To integrate the study of ubiquitination in antiviral immunity with AI-driven therapeutics, highlighting how AI can enhance the understanding and application of ubiquitin-targeted antivirals.
Approach:
Key Findings:
Ubiquitination is crucial for regulating antiviral responses and is targeted by viruses for evasion, impacting drug design.
AI advancements, such as AlphaFold and generative models, improve drug design but face challenges like the 'Black Box' problem, affecting their practical application.
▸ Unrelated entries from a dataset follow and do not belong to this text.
PR #11747, opened 2025-11-01
fix: leftJoinAndMapOne ignores custom select and always maps full entity

### LINKED ISSUE #11745: leftJoinAndMapOne ignores custom select and always maps full entity
### Issue description

leftJoinAndMapOne ignores custom select and always maps full entity

### Expected Behavior

The mapped myRespond property should only include the selected columns:

```js
"myRespond": {
  "id": 2,
  "status": "no"
}
```

### Actual Behavior

TypeORM ignores the select and returns the full entity:
```js
"myRespond": {
  "id": 2,
  "eventId": 1,
  "userId": 1,
  "status": "no"
}
```

### Steps to reproduce

When using leftJoinAndMapOne (or leftJoinAndMapMany) with a subquery and a .select() specifying only certain columns, TypeORM still maps the full entity instead of respecting the selected columns.

```js
.leftJoinAndMapOne(
  'event.myRespond',
  (qb) => qb
    .select(['respond.id', 'respond.status']) // i need id and status
    .from(EventRespond, 'respond')
    .where('respond.userId = :userId', { userId }),
  'respond',
  'respond.eventId = event.id',
  { },
)
```

### My Environment

| Operating System | MacOS |
| Node.js version |22.16.0 |
| Typescript version | 5.8.3 |
| TypeORM version | 0.3.27 |

### Additional Context

Workarounds

Using an @AfterLoad() hook to manually pick columns works:

```js
@AfterLoad()
pickColumns() {
  this.myRespond = this.myRespond ? { id: this.myRespond.id, status: this.myRespond.status } : null;
}

```

- [ ] aurora-mysql
- [ ] aurora-postgres
- [ ] better-sqlite3
- [ ] cockroachdb
- [ ] cordova
- [ ] expo
- [ ] mongodb
- [ ] mysql
- [ ] nativescript
- [ ] oracle
- [ ] postgres
- [ ] react-native
- [ ] sap
- [ ] spanner
- [ ] sqlite
- [ ] sqlite-abstract
- [ ] sqljs
- [ ] sqlserver

Higangssh:
### What this change does
This PR addresses issue #11745 where `leftJoinAndMapOne` and `leftJoinAndMapMany` with subqueries ignore explicit `.select()` statements and return all entity columns instead of only the selected ones.

### Why this change is needed
When using subqueries with partial column selections, TypeORM should respect those selections. Currently, even when explicitly selecting only specific columns, the result includes all entity columns.

**Current behavior:**
```typescript
// Query with .select(["respond.id", "respond.status", "respond.eventId"])
Result: { id: 2, eventId: 1, userId: 1, status: "no" } // userId shouldn't be here
```

**Expected behavior:**
```typescript
Result: { id: 2, eventId: 1, status: "no" } // Only selected columns
```

### My approach and implementation

I considered a few different approaches and would appreciate feedback on the direction I took:

#### Considered approach 1: SQL-level filtering
My first thought was to modify the SQL query generation to only include selected columns in the final query. However, I ran into several challenges:

- **Column aliasing complexity**: TypeORM automatically generates aliases like `respond_id`, `respond_eventId` for subquery columns, and modifying this would require tracking which aliases correspond to which selected columns
- **Driver-specific implementations**: Each database driver (MySQL, PostgreSQL, SQLite, etc.) has slightly different SQL generation logic, so the fix would need to be replicated across multiple drivers
- **Subquery already built**: By the time we could filter columns, the subquery SQL is already generated and wrapped. Retroactively filtering the outer SELECT would be complex
- **Risk to existing functionality**: The SQL builder has many edge cases (joins, relations, conditions), and changing it could break existing queries in subtle ways

After looking at the code, this approach felt too invasive for what should be a targeted fix.

#### Implemented approach 2: Transformation-level filtering
Instead, I decided to handle this at the transformation layer where raw SQL results get converted to entity objects:

1. **Track selections** (`JoinAttribute.ts`) - Added `selectedColumns` and `__subqueryMetadata` properties to store which columns were selected in subqueries
2. **Extract during join creation** (`SelectQueryBuilder.ts`) - Modified the `join()` method to extract selected columns from subquery's `expressionMap.selects`
3. **Filter during transformation** (`RawSqlResultsToEntityTransformer.ts`) - Updated column processing to filter based on `selectedColumns` when present, while keeping the existing caching logic for regular joins

**Benefits of this approach:**
- Doesn't touch SQL generation (safer, driver-agnostic)
- Only affects the specific case of subquery joins with explicit selections
- Preserves existing performance optimizations (caching still works for regular joins)

#### Challenge encountered: Distinguishing Entity classes from QueryBuilder functions
Both Entity classes and QueryBuilder functions are JavaScript functions, so `typeof entityOrProperty === "function"` matched both cases. This caused "Class constructor cannot be invoked without 'new'" errors when trying to invoke Entity classes.

I solved this by adding a `!this.connection.hasMetadata(entityOrProperty)` check to distinguish between them - Entity classes have metadata, QueryBuilder functions don't.

#### Feedback I'd appreciate
- Is the transformation-level approach the right way to handle this, or would you prefer the SQL-level approach despite the complexity?
- Are there any edge cases I might have missed with this implementation?
- Is there a better pattern for distinguishing Entity classes from QueryBuilder functions?

### How I've verified it
- Added test cases in `test/functional/query-builder/join-and-map/left-join-and-map-one-subquery-select.ts` covering:
  - Partial column selections (core issue)
  - Multiple partial selects with different columns
- Verified all 2,369 existing tests still pass (no regressions)
- Confirmed the fix only applies to subquery joins with explicit selections (zero performance impact on regular joins)

---

## Pull-Request Checklist

- [x] This pull request links relevant issues as `Fixes #11745`
- [x] All tests pass locally (`npm test` - 2,369 passing)
- [x] The code follows existing code style (prettier/eslint ran via pre-commit hook)

---

**Note:** This is my first contribution to TypeORM, so I'd really appreciate any suggestions or guidance on improving the implementation. Thank you for maintaining this awesome project!

## Summary by CodeRabbit

* **New Features**
  * Subquery joins can return only explicitly selected columns so joined data includes exactly requested fields.
  * Joins mapped to an entity property are treated as selected to ensure mapped values populate with partial selects.
  * Subquery-provided metadata is respected so mixed join scenarios map results correctly.

* **Tests**
  * Added functional tests and sample entities validating partial subquery selects, nested property selection, and mapped-join behavior.

Fixes #11745


pkuczynski:
Hi @Higangssh, thank you for taking the time to investigate this issue and for the detailed write-up of your approach — especially as a first contribution!

The issue itself is valid: `leftJoinAndMapOne`/`leftJoinAndMapMany` should respect `.select()` in subqueries. However, after reviewing the implementation, I don't think the transformation-level filtering is the right approach. Here's why:

**The filtering happens after the database call, not before.** The SQL query still selects every column from the joined subquery — the unwanted columns are only stripped out in `RawSqlResultsToEntityTransformer` when converting raw rows to entities. This means the database still reads all columns, sends them over the wire, and TypeORM allocates memory for them before throwing them away in JavaScript. The whole reason a developer would use `.select()` on a subquery join is to make the query more efficient — this fix removes that benefit while making it *look* like it works.

**The proper fix should happen at the SQL generation level** — when building the outer SELECT for a subquery join, only the columns explicitly selected in the subquery should be included in the generated SQL. I understand this is more complex (column aliasing, driver-specific behavior), but it's the correct place to solve this.

Beyond the architectural concern, the review also found several implementation issues:

1. **Double invocation of subquery factory** — `entityOrProperty(this.subQuery())` is called once to inspect selects, then again in the existing `isSubQuery` block to build the SQL. This is a performance regression and can cause bugs if the factory has side effects (e.g. `setParameters()`).
2. **Unsafe mutation of private `Alias._metadata`** — The transformer temporarily sets and restores `_metadata` via `as any` casts with no `try/finally` guard. If `transform()` throws, the alias metadata is permanently corrupted for subsequent queries.
3. **`isSelected` early-return regression** — Unconditionally returning `true` for `mapToProperty` joins changes behavior for existing callers who intentionally omit the mapped alias from the outer select to suppress hydration.
4. **Missing test coverage** — No tests for `leftJoinAndMapMany` (only `leftJoinAndMapOne` is tested), and the test setup is missing `schemaCreate: true, dropSchema: true`.

I'm closing this PR, but the underlying issue (#11745) remains valid and we'd like to fix it for v1.0. You're very welcome to open a new PR with a SQL-level fix that filters columns in the generated query rather than in the result transformer. That would be a great contribution!

Higangssh:
Hi @pkuczynski, thank you for the detailed review. I'll work on a new PR that fixes this at the SQL generation level as you suggested. Will target the column filtering in the SELECT expression builder rather than the result transformer.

Existing datasets for training AI models are often small and biased, leading to unreliable predictions that hinder therapeutic development.
Interpretation:
The integration of ubiquitin research and AI technology presents opportunities for developing targeted antiviral therapies, but significant challenges remain in model transparency and data quality, which must be addressed for effective application.
Limitations:
AI models often lack transparency, making biological validation difficult and impacting their reliability.
Small and biased datasets hinder the reliability of AI predictions, affecting the development of effective therapeutics.
Generative AI models risk producing incorrect outputs without proper validation, which can mislead research efforts.
Conclusion:
The review highlights the need for interdisciplinary approaches, such as collaborations between immunologists and AI experts, to leverage ubiquitin's role in antiviral immunity and AI's potential in drug design.